Patty Hearst Kidnapped!By Patrick Mondout
On February 4, 1974, Patricia
Campbell Hearst, the 19 year old granddaughter of William Randolph
Hearst, was kidnapped from her Berkeley apartment by a terrorist group
called the Symbionese
Liberation Army (SLA).
The apartment was one she shared with her 26 year old fiancé Steven
Weed. He was badly beaten by the group, which included Donald DeFreeze,
Willy Wolfe, and Nancy Ling Perry. The couple were watching The
Magician on TV around 9:00 p.m. when someone knocked at the front
door.
The terrorists had pulled up in a stolen 1964 Chevy Impala and Perry
alone asked if she could use the phone. As Weed opened the door, Wolfe and
DeFreeze emerged, burst in, and started kicking Weed in the face.
Patty was to spend most of the next 56 days in a closet while being
both physically and sexually abused.
The terrorists hoped to "exchange prisoners" with the U.S. as
two of their own were being held for the
assassination of Marcus Foster, which the group had taken credit for
earlier. Quite obviously the pair were not released and the SLA made
demands for millions worth of food to be distributed to the poor of
California as an article of good faith on behalf of the Hearst family. In
other words, it wasn't what they wanted in exchange for Patty.
Some $6 million worth of food was distributed, resulting in near riots
in some locations and Patty was not released. In fact, audio tapes from
the group featuring an increasable militant Patty Hearst herself began
appearing and she soon informed the world that she was joining the group
and had taken on the name 'Tania.' Criminal psychologists who studied the Stockholm
bank robbery a year earlier knew what had happened to her. It is now
called Stockholm
Syndrome.
Public opinion towards Patty really started to swing against her when
she was seen participating in the Hibernia
Bank robbery on April 15, 1974. She was also used a semi-automatic
riffle to free fellow SLA members Bill & Emily Harris during an
attempted robbery of ammunition from a sporting goods store the day
before the infamous televised
shootout between the SLA and the LAPD, which left six other SLA
members dead.
Patricia Hearst
was captured (or liberated from her previous captors, if you prefer),
on September 18, 1975.
Her kidnapping, transformation into a bank robber, capture, and
subsequent trial and conviction gripped the nation. Her picture was
everywhere - FBI wanted posters, the covers of Newsweek, the Berkeley
Barb, Time, and other magazines, radical posters, books, newspapers, and
nightly news coverage. Everyone had an opinion on the case and seemingly
everyone shared their opinion.
References/Bibliography
- Shana Alexander, Anyone's
Daughter: The Times and Trials of Patricia Hearst,
- Carolyn Anspacher & the San Francisco Chronicle, The
Trial of Patty Hearst, Great Fidelity Press, 1976.

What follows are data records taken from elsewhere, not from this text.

PR #2535, opened 2026-04-29
Optimize: Redirect CLI log output from stdout to stderr (Optimizes Token usage for Agents).

g2vinay:
In CLI mode, azmcp was writing informational log messages (Azure SDK HTTP pipeline traces, etc.) to stdout alongside the JSON response. This inflated token consumption for AI agents and pipelines parsing stdout — benchmarks showed up to ~44.5% of stdout bytes were log noise, not JSON.

The issue was AddConsole() in Program.cs defaults LogToStandardErrorThreshold to LogLevel.None, routing all log levels to stdout.

This PR sets LogToStandardErrorThreshold = LogLevel.Trace so every log level routes exclusively to stderr. Stdout now contains only the JSON CommandResponse.

Impact:

No behavior change for interactive terminal users (stderr is visible by default)
AI agents and pipelines consuming stdout receive clean JSON only

### DIFF
--- a/servers/Azure.Mcp.Server/src/Program.cs
+++ b/servers/Azure.Mcp.Server/src/Program.cs
@@ -56,7 +56,7 @@ internal class Program
 
             services.AddLogging(builder =>
             {
-                builder.AddConsole();
+                builder.AddConsole(options => options.LogToStandardErrorThreshold = LogLevel.Trace);
                 builder.SetMinimumLevel(LogLevel.Information);
             });
 
--- a/servers/Azure.Mcp.Server/changelog-entries/1777452002350.yaml
+++ b/servers/Azure.Mcp.Server/changelog-entries/1777452002350.yaml
@@ -1,0 +1,3 @@
+changes:
+  - section: "Bugs Fixed"
+    description: "Fixed CLI mode log messages being written to stdout instead of stderr. Log output now goes exclusively to stderr, ensuring agents and pipelines consuming stdout receive clean JSON only. Use `2>&1` to see logs alongside output, or `2>file.log` to capture them separately."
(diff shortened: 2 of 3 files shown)


servers/Azure.Mcp.Server/src/Program.cs
```diff
@@ -56,7 +56,7 @@ private static async Task<int> Main(string[] args)
 
             services.AddLogging(builder =>
             {
-                builder.AddConsole();
+                builder.AddConsole(options => options.LogToStandardErrorThreshold = LogLevel.Trace);
```
jongio, line 59: Correct fix. `LogLevel.Trace` is the lowest level, so this routes everything to stderr.

Note that `Fabric.Mcp.Server/src/Program.cs:41` and `Template.Mcp.Server/src/Program.cs:39` have the same plain `AddConsole()` call. If those servers are also used in CLI mode, they'll have the same stdout pollution issue. Might be worth a follow-up PR to apply this fix there too.

jongio (commented):
Clean fix - `LogToStandardErrorThreshold = LogLevel.Trace` correctly routes all console log output to stderr, keeping stdout clean for JSON. Server mode is unaffected since `ServiceStartCommand` already calls `ClearProviders()` and only re-adds console logging under `--debug` (with stderr configured).

One thing to consider: `Fabric.Mcp.Server/src/Program.cs` and `Template.Mcp.Server/src/Program.cs` both have the identical plain `AddConsole()` without the stderr threshold. Worth fixing those in a follow-up (or this PR if scope allows) so the same issue doesn't persist in the other servers.

Docs and changelog look good.

servers/Azure.Mcp.Server/src/Program.cs
g2vinay: Template MCP is not consumed by users.
Fabric MCP, I'll check with the fabric team and open a follow up PR for that accordingly.

alzimmermsft (approved):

- Marilyn Baker, Exclusive!:
the inside story of Patricia Hearst and the SLA, Macmillan
Publishing, 1974.
- Mary F. Beal, Safe
House: A Casebook Study of Revolutionary Feminism in the 1970's,
Northwest Matrix, 1976.
- Jerry Belcher & Don West, Patty/Tania,
Pyramid Books, 1975
- David Boulton, The
Making Of Tania Hearst, Bergenfield, N.J., U.S.A.: New American
Library, 1975
- John Bryan, This
Soldier Still At War, (on Joe Remiro) Harcourt Brace Jovanovich,
1975
- Patty Hearst with Alvin Moscow, Patty
Hearst: Her Own Story, New York: Avon, 1982. This was the title
after the movie came out. Original title: Every Secret Thing.
- Sharon D. Hendry, Soliah:
The Sara Jane Olson Story, Cable Publishing, 2002.
- Janey Jimenez (U.S. Marshal who escorted Hearst between prison and the
court during the trial) with Ted Berkman, My
Prisoner, Sheed Andrews and McMeel, 1977.
- Jean Brown Kinney, An
American journey: The short life of Willy Wolfe, Simon and Schuster,
1976.
- Vin McLellan, Paul Avery, The
voices of guns: The definitive and dramatic story of the twenty-two-month
career of the Symbionese Liberation Army, one of the most bizarre chapters
in the history of the American Left, Putnam, 1977.
- John Pascal, The
Strange Case of Patty Hearst, New American Library, 1974.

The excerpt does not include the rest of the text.